** TASK INPUT follows **

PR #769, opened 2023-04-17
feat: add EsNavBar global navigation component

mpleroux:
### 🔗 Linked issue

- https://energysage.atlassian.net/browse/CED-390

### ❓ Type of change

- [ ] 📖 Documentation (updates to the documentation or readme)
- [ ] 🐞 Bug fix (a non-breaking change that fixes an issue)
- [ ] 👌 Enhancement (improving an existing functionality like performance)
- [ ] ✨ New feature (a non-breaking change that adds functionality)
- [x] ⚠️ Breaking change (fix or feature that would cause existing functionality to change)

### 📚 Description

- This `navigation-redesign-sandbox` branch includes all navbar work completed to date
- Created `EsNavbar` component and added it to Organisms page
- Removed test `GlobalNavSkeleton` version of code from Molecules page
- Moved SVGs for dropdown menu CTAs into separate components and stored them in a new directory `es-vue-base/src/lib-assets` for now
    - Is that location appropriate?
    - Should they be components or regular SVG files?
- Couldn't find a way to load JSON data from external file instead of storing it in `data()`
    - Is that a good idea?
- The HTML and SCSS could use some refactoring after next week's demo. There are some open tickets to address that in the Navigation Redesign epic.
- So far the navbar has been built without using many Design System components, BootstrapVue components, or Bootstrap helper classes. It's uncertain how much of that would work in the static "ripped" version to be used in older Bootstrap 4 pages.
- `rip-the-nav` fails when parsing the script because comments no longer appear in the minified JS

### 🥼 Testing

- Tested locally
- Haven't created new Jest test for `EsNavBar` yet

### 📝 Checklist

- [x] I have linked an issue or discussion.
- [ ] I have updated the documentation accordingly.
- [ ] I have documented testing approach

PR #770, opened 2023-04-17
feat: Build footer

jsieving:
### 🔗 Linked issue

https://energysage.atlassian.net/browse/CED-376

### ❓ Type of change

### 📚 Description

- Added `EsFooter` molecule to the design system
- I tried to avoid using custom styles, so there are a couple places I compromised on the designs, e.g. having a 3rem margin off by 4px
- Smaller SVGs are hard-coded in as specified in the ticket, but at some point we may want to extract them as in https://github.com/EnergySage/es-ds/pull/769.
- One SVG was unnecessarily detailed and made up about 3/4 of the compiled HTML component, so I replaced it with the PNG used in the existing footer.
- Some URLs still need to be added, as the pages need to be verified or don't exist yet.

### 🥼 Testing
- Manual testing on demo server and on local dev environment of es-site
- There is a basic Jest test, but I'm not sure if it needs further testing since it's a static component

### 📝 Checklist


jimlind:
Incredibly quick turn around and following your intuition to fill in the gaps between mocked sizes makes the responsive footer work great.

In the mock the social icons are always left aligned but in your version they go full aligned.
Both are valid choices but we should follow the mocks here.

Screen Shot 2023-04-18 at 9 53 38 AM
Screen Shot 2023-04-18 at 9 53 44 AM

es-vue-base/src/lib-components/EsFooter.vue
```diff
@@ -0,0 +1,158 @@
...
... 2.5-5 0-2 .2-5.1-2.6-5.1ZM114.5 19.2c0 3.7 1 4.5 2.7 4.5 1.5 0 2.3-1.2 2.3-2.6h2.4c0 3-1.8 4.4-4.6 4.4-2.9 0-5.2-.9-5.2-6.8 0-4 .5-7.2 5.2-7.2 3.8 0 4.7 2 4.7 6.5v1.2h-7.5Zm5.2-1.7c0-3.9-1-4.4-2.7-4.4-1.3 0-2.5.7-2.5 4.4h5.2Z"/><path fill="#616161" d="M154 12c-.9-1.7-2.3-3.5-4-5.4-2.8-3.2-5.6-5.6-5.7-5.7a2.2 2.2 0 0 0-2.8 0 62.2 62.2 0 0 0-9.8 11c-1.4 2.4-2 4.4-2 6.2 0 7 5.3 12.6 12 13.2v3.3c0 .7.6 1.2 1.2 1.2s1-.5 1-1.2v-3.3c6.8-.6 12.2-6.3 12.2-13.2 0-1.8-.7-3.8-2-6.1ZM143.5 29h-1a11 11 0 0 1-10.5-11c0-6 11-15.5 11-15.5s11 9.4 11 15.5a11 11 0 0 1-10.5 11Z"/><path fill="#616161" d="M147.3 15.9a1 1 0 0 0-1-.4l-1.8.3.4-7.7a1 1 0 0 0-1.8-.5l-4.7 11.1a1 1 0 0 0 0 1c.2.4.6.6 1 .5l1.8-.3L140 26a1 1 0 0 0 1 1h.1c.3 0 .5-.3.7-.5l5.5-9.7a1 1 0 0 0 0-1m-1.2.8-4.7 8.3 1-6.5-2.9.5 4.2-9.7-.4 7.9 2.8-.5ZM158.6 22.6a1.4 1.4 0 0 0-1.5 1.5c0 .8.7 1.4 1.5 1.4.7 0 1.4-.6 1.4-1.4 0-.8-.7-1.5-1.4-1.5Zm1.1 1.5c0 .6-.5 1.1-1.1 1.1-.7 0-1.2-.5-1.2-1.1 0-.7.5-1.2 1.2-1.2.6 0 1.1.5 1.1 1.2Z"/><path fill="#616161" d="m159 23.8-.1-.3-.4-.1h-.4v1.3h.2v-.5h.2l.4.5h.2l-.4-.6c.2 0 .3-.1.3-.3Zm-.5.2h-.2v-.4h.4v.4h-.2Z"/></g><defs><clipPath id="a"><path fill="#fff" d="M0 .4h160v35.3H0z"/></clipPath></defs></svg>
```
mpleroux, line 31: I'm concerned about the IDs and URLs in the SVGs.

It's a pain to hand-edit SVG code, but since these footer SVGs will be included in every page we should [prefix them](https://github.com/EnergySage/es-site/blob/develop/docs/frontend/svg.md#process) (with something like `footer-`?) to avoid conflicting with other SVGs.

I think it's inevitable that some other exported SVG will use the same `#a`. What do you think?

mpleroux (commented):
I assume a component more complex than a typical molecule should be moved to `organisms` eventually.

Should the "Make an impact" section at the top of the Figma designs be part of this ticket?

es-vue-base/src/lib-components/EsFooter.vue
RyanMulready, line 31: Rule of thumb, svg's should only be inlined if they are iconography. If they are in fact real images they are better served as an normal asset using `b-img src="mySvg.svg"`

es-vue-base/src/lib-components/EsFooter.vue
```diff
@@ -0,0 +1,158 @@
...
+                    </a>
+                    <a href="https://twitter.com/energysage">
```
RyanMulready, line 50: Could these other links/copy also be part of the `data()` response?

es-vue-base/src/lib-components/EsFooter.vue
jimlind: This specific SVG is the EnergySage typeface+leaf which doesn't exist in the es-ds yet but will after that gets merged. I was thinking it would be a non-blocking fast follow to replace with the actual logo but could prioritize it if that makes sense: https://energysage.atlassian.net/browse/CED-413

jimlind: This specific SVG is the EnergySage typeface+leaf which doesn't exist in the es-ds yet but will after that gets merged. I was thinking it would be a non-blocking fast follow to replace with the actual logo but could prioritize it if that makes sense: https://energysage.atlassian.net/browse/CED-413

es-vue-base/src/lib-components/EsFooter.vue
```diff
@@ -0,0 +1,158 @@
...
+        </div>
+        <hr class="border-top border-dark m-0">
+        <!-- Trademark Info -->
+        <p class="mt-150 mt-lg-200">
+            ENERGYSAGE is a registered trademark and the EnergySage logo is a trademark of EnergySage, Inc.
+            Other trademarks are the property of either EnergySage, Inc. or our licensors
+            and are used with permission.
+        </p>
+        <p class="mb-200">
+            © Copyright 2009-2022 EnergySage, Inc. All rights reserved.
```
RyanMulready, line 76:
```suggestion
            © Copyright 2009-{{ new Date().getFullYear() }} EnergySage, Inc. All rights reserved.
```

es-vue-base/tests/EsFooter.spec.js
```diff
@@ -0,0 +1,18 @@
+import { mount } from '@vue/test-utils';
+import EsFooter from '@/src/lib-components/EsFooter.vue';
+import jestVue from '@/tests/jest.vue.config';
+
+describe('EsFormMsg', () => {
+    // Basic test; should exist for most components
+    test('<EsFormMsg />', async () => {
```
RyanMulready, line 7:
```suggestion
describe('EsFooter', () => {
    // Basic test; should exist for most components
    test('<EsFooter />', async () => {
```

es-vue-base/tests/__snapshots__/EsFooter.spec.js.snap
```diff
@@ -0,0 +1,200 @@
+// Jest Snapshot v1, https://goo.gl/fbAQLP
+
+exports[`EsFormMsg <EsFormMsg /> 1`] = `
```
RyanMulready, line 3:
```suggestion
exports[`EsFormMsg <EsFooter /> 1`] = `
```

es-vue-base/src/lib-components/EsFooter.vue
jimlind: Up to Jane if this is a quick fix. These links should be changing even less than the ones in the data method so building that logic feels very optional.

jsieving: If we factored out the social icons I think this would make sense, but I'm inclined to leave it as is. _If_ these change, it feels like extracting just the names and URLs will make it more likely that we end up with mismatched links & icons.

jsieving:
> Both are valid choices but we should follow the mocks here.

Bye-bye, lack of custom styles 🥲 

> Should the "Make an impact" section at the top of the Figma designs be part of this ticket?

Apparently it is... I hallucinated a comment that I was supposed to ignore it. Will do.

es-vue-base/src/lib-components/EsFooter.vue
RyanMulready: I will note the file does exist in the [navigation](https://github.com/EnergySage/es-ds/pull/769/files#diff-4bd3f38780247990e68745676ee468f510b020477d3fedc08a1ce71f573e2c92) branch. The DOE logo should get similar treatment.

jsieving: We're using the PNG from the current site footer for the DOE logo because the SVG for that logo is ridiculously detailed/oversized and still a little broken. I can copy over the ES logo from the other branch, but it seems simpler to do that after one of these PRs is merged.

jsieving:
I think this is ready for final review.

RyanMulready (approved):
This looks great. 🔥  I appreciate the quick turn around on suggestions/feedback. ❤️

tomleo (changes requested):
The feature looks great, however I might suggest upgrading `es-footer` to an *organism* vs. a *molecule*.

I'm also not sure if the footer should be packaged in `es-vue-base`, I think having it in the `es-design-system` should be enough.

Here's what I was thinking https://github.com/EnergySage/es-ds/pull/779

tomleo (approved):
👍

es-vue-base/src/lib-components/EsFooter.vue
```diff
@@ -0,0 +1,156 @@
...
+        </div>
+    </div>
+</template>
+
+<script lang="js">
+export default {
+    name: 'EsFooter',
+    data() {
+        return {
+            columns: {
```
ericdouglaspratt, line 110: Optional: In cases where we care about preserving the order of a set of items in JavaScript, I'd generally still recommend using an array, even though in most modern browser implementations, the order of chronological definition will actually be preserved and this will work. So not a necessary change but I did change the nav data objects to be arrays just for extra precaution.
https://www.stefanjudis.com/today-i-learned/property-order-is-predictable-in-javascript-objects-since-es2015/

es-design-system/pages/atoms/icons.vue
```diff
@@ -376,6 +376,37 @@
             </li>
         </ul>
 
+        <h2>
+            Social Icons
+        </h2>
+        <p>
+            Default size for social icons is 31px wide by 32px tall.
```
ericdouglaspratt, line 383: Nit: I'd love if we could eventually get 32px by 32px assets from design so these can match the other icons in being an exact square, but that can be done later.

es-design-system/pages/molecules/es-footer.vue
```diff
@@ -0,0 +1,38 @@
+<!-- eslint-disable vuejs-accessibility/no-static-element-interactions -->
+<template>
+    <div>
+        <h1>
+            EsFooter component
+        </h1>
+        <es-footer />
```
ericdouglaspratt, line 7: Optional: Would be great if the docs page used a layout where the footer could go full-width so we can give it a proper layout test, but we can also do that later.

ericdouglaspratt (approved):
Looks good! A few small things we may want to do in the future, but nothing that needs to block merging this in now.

** End of TASK INPUT **

TASK INSTRUCTIONS
Within the material, how many lines hold "property"? Say only the number.

WRITTEN SOLUTION
2